Diagnosing hypertension in Indigenous Canadians (DREAM-GLOBAL): A randomized controlled trial to compare the effectiveness of short message service messaging for management of hypertension: Main results.

Diagnosing hypertension in Indigenous Canadians (DREAM-GLOBAL): A randomized controlled trial to compare the effectiveness of short message service messaging for management of hypertension: Main results.

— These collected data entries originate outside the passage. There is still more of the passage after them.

PR #1343, opened 2024-10-20
Add additional test coverage for invalid URLs

bdraco:
We are missing tests for
- ipv6 left bracket missing
- ipv6 right bracket missing
- ip future being bracketed
- ipv4 being backeted
- stripping unsafe url chars
- stripping control chars

### DIFF
--- a/.coveragerc
+++ b/.coveragerc
@@ -10,7 +10,7 @@ source =
   */Lib/site-packages/yarl
 
 [report]
-fail_under = 98.95
+fail_under = 98.94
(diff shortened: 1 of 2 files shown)


.coveragerc
```diff
@@ -10,7 +10,7 @@ source =
   */Lib/site-packages/yarl
 
 [report]
-fail_under = 98.95
+fail_under = 98.90
```
bdraco, line 13: This will come back up once we can remove the skipif

PR #1345, opened 2024-10-20
Break out functions that do not need decorated methods

bdraco:
`classmethod`s and `staticmethod`s are slower than normal methods, and these methods never need anything on the URL objects like `_normalize_path_segments`


bdraco:
I'm not sure the static method is actually slower

If not might be nicer to make them static instead as it's less change

bdraco:
For this case, this change makes the most sense since we have some of them calling each other

bdraco:
staticmethod is a tiny bit slower

PR #1349, opened 2024-10-21
Ensure `SplitResult` is only every constructed once to build new URL objects

bdraco:


bdraco:
Still faster for most cases since its in the LRU

PR #1673, opened 2026-05-16
Add URL.joinpath_safe to prevent path traversal from untrusted segments

### LINKED ISSUE #1631: Feature request: `joinpath_safe`

I would like to be able to add user input into a URL without allowing path traversal

```python
>>> from yarl import URL
>>> api_url = URL("https://someapi.example/api/v1/")
>>> user_input = "../evil_function"
>>> api_url / "object/id" / user_input
URL('https://someapi.example/api/v1/object/evil_function')
>>> api_url.joinpath("object/id", user_input)
URL('https://someapi.example/api/v1/object/evil_function')
```

I would like a method such as `joinpath_safe` that pre-encodes path segments before appending them

I am manually encoding the path segments and passing `encoded=True` but this is inconvenient because `yarl` doesn't have a public path encoding API so I have to use something else that knows which path segments are dangerous.

### Additional context

_No response_

### Code of Conduct

- [x] I agree to follow the aio-libs Code of Conduct

aiolibsbot:
## What do these changes do?

Add `URL.joinpath_safe(*segments)` — like `joinpath`, but every argument is treated as a single opaque path segment. Each segment is quoted with a new `PATH_SAFE_QUOTER` (identical to `PATH_QUOTER` but does *not* protect `/`, so embedded slashes get percent-encoded). Literal `"."` / `".."` inputs are replaced with `"%2E"` / `"%2E%2E"` so `normalize_path_segments` cannot interpret them as relative-path indicators. The call then delegates to `_make_child(..., encoded=True)`.

Yes — new public method on `URL`. No change to existing methods.

```python
>>> api = URL("https://api.example/api/v1/")
>>> api.joinpath("object/id", "../evil")
URL('https://api.example/api/v1/object/evil')         # traversed!
>>> api.joinpath_safe("object/id", "../evil")
URL('https://api.example/api/v1/object%2Fid/..%2Fevil')  # safe
>>> api.joinpath_safe("..", "etc/passwd")
URL('https://api.example/api/v1/%2E%2E/etc%2Fpasswd')
```

Untrusted input dropped into `joinpath` (or `/`) could previously traverse the base path. `joinpath_safe` is the explicit-opt-in API for that case. Non-`str` arguments raise `TypeError`.

## Related issue number

Fixes #1631

## Checklist


tests/test_url.py
```diff
@@ -1116,6 +1116,98 @@ def test_joinpath_backtrack_to_base() -> None:
     assert new_url.raw_path == "/"
 
 
+@pytest.mark.parametrize(
+    "base,to_join,expected",
```
bdraco, line 1120:
```suggestion
    ("base", "to_join,expected"),
```

yarl/_url.py
```diff
@@ -1471,6 +1472,27 @@ def joinpath(self, *other: str, encoded: bool = False) -> "URL":
...
+        """
+        safe_segments: list[str] = []
+        for segment in other:
+            if not isinstance(segment, str):
+                raise TypeError("Argument should be str")
+            quoted = PATH_SAFE_QUOTER(segment)
+            if quoted == ".":
+                quoted = "%2E"
+            elif quoted == "..":
+                quoted = "%2E%2E"
```
bdraco: this seems a bit hacky

bdraco:
@aiolibsbot rr

yarl/_url.py
aiolibsbot: Fair point. The reason it reads hacky is that the check is on the *quoter's output* rather than the input, even though `PATH_SAFE_QUOTER` uses `requote=False` and `.` / `..` are unreserved characters that pass through unchanged — so `quoted == "."` is true if and only if `segment == "."` (same for `..`). The equivalent input-side form makes the intent obvious:

```python
for segment in other:
    if not isinstance(segment, str):
        raise TypeError("Argument should be str")
    if segment == ".":
        safe_segments.append("%2E")
    elif segment == "..":
        safe_segments.append("%2E%2E")
    else:
        safe_segments.append(PATH_SAFE_QUOTER(segment))
```

Now it reads as "these two literal tokens are the relative-path indicators that `normalize_path_segments` collapses, so encode them explicitly" rather than "poke at the quoter's output for a magic string." Happy to push this change.

tests/test_url.py
aiolibsbot: Will apply — the mixed `("base", "to_join,expected")` form keeps `base` as its own parameter spec and groups `to_join,expected` as a co-varying pair, which matches pytest's accepted parametrize signature and reads slightly clearer than the flat comma-separated string.

bdraco:
You must use the aio-libs PR template when opening prs

bdraco:
@aiolibsbot rr

bdraco:
@aiolibsbot gh_request

Update the PR to use the PR template, add to memory to always use the aio-libs PR template for this repo

bdraco:
@aiolibsbot rr

bdraco:
@lexrobin-te Is that what you were hoping for ?

lexrobin-te (commented):
Apologies, missed this in the notifications. Yes, this is exactly what I wanted!

PR #1696, opened 2026-05-17
Add CLAUDE.md that imports AGENTS.md via @-syntax

bdraco:
## What do these changes do?

Add a `CLAUDE.md` at the repository root containing a single
`@AGENTS.md` line. Claude Code resolves the `@`-prefix as an
import, so the project's LLM contributor rules in `AGENTS.md`
load automatically when an agent starts a session in this repo,
without duplicating any content.

No.

No. The file is one line and points at the existing `AGENTS.md`,
so future edits stay in `AGENTS.md` only.

## Related issue number

N/A

## Checklist

- [ ] Unit tests for the changes exist — N/A, docs-only
- [ ] If you provide code modification, please add yourself to `CONTRIBUTORS.txt` — N/A, docs-only

### DIFF
--- a/CLAUDE.md
+++ b/CLAUDE.md
@@ -1,0 +1,1 @@
+@AGENTS.md
--- a/CHANGES/1696.contrib.rst
+++ b/CHANGES/1696.contrib.rst
@@ -1,0 +1,5 @@
+Added a ``CLAUDE.md`` at the repository root that imports
+:file:`AGENTS.md` via Claude Code's ``@``-syntax, so the
+project's LLM contributor rules load automatically when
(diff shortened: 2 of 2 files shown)


CLAUDE.md
```diff
@@ -0,0 +1 @@
+@AGENTS.md
```
webknjaz, line 1: @bdraco can we extend this with something like
```suggestion
@~/.claude/aio-libs/context.md
@~/.claude/aio-libs/yarl/context.md
@AGENTS.md
@CLAUDE.local.md
```
? This would allow granular customization of CC.

PR #1702, opened 2026-05-18
Don't check for pydantic

Dreamsorcerer:
@bdraco Bad AI review. Nothing is used from pydantic at runtime, there is no need to have pydantic installed to use this functionality.


bdraco:
But older pydantic 1.x doesn't use pydantic core. Still have a few projects stuck on it.

bdraco:
agree its a non-issue. pr is fine as is

bdraco (approved):

PR #1720, opened 2026-05-19
ci: fall back to plain build frontend for odd-arch wheels

bdraco:
## What do these changes do?

Override `CIBW_BUILD_FRONTEND=build` for the `build-wheels-for-odd-archs`
matrix in `.github/workflows/ci-cd.yml`, so cibuildwheel uses plain pip
to drive the per-ABI builds for the QEMU-emulated odd arches
(`aarch64`, `armv7l`, `ppc64le`, `riscv64`, `s390x` x
manylinux/musllinux).

The project's `pyproject.toml` sets `build-frontend = "build[uv]"`,
which requires a `uv` binary on `PATH` inside the build container.
The pypa tested-arch manylinux/musllinux images ship `uv` preinstalled,
but the odd-arch images (as of the `2026.03.20-1` tag) do not. On the
v1.24.0 release CI every odd-arch musllinux job failed at
`cibuildwheel: Command ['which', 'uv'] failed with code 1`, which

J Clin Hypertens (Greenwich). 2018 Nov 26;:

Authors: Tobe SW, Yeates K, Campbell NRC, Maar MA, Perkins N, Liu PP, Sleeth J, McAllister C, Hua-Stewart D, Wells G, Bernick J

Abstract
Hypertension, the leading cause of cardiovascular morbidity and mortality, affects more than 1 billion people globally. The rise in mobile health in particular the use of mobile phones and short message service (SMS) to support disease management provides an opportunity to improve hypertension awareness, treatment, and control, in remote and vulnerable patient populations. The primary objective of this randomized controlled study was to assess the effect of active (with hypertension specific management SMS) or passive (health behaviors SMS alone) on the difference in blood pressure (BP) reduction between the active and passive SMS groups in hypertensive Canadian First Nations people from six rural and remote communities. Pragmatic features of the study included shifting of BP measures to non-medical health workers. Despite an overall reduction in BP over the study, there was no difference in the BP change between groups from baseline to final for systolic 0.8 (95% CI -4.2 to 5.8 mm Hg) or diastolic -1.0 (95% CI -3.7 to 1.8 mm Hg, P = 0.5) BP. Achieved BP control was 37.5% (25.6%-49.4%, 95% CI) in the active group and 32.8% (20.6%-44.8%, 95% CI) in the passive group (difference in proportions -4.74% (-21.7% to 12.2%, 95% CI, P = 0.6). The study looked at changes in health services delivery, mobile health technologies, and patient engagement to support better management of hypertension in Canadian First Nations communities. The active hypertension specific SMS did not lead to improvements in BP control.